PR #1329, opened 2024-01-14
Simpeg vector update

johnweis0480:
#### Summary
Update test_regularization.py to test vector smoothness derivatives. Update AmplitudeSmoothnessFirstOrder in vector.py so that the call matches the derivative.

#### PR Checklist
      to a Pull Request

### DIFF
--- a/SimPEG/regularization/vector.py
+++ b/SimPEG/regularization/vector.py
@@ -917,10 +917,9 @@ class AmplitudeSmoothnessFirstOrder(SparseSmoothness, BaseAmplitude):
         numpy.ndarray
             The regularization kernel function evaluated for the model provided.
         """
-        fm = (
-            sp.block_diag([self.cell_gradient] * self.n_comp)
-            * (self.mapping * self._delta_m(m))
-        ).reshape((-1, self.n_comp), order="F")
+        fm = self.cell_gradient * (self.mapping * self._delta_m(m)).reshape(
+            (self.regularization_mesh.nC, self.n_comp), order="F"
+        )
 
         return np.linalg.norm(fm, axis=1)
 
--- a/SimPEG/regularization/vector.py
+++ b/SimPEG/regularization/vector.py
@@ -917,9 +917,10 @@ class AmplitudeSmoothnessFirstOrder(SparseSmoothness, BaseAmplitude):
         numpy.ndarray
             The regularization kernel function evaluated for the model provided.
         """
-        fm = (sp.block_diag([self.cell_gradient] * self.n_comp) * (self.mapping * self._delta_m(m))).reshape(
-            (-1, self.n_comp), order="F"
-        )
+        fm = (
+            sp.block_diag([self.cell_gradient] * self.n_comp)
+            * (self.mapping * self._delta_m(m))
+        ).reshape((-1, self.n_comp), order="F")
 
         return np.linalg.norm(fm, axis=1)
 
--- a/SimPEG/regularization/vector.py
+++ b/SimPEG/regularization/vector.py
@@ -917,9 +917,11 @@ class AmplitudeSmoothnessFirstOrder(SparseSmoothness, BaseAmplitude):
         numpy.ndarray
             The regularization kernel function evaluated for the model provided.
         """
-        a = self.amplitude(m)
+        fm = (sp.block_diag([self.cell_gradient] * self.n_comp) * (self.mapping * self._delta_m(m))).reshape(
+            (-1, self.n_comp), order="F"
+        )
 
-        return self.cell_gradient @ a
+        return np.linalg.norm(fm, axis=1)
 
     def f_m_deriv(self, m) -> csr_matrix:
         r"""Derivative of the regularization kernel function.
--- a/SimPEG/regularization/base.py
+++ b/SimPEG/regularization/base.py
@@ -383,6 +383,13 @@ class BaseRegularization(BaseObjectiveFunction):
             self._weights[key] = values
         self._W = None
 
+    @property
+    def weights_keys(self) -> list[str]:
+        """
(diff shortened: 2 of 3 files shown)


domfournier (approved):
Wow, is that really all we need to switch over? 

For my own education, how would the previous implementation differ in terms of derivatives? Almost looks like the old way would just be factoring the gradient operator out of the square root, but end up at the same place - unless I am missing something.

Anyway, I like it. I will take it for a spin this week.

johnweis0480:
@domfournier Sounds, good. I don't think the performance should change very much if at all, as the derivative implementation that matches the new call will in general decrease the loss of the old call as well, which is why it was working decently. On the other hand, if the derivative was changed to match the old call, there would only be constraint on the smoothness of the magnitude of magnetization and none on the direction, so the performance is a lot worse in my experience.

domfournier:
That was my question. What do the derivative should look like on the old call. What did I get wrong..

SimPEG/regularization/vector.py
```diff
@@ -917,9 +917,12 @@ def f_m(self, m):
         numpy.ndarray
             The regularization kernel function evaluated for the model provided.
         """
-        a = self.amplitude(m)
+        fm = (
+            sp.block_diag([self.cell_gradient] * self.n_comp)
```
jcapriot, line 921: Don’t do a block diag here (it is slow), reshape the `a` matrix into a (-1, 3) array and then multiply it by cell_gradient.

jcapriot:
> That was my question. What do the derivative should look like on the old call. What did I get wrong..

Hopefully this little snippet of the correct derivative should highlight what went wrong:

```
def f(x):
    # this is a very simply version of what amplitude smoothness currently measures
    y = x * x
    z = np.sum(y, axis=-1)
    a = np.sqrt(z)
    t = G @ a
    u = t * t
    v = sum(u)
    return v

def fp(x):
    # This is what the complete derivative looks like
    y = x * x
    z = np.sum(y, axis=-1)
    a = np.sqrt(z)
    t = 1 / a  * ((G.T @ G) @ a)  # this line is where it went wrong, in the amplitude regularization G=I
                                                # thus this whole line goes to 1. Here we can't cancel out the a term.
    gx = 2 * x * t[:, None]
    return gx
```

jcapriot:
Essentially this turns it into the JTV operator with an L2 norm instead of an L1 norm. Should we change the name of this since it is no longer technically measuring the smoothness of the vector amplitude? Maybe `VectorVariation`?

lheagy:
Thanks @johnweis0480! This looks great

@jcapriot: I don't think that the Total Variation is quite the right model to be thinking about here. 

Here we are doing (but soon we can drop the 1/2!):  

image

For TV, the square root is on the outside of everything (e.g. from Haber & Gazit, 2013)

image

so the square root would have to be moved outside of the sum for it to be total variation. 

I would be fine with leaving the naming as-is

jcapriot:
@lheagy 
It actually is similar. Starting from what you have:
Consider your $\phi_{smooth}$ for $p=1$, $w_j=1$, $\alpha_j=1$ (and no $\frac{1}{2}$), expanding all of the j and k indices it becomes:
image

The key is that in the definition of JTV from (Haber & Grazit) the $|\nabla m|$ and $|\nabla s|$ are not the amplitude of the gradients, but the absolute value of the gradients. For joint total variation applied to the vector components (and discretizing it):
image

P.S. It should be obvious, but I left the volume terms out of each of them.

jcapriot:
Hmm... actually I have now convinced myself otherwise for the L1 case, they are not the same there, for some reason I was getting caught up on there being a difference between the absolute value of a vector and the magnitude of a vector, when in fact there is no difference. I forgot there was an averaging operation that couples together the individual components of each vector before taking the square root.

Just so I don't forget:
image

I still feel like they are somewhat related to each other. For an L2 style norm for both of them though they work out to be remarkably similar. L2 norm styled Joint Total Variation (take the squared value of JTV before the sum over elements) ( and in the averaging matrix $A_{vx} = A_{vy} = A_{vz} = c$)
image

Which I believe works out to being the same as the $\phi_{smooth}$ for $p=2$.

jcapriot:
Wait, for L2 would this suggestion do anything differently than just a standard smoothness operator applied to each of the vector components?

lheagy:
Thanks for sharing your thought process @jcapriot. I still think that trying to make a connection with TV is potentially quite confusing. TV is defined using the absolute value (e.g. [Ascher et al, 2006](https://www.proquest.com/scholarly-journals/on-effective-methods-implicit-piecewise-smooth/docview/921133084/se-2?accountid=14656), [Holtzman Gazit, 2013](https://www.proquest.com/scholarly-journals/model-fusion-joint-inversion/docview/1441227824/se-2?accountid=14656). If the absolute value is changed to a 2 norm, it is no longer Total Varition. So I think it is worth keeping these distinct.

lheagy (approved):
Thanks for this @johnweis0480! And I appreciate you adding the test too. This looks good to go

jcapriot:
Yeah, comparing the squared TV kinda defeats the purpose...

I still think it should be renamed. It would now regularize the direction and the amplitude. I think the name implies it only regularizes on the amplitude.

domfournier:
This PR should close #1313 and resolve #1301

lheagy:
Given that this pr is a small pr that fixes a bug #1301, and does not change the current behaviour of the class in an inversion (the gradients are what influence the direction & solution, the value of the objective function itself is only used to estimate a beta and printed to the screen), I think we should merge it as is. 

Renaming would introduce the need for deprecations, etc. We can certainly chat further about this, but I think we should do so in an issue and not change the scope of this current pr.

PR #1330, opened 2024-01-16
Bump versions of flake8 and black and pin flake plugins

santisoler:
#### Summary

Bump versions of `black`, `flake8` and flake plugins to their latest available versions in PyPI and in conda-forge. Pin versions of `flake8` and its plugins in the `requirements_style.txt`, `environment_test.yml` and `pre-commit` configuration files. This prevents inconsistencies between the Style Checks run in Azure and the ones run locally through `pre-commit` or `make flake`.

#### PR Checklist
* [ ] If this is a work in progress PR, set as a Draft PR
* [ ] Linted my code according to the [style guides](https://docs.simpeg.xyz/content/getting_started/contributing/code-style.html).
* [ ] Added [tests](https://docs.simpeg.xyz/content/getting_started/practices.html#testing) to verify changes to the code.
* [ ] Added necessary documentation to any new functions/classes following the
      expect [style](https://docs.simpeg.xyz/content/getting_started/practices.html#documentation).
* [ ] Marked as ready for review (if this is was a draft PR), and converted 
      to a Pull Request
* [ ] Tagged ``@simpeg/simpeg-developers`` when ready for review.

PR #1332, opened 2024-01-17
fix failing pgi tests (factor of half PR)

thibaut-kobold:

....

§ **WHAT YOU ARE ASKED TO DO**: How many lines of the material contain the string "return"? Answer with that number alone.

§ **ANSWER BOX**: 6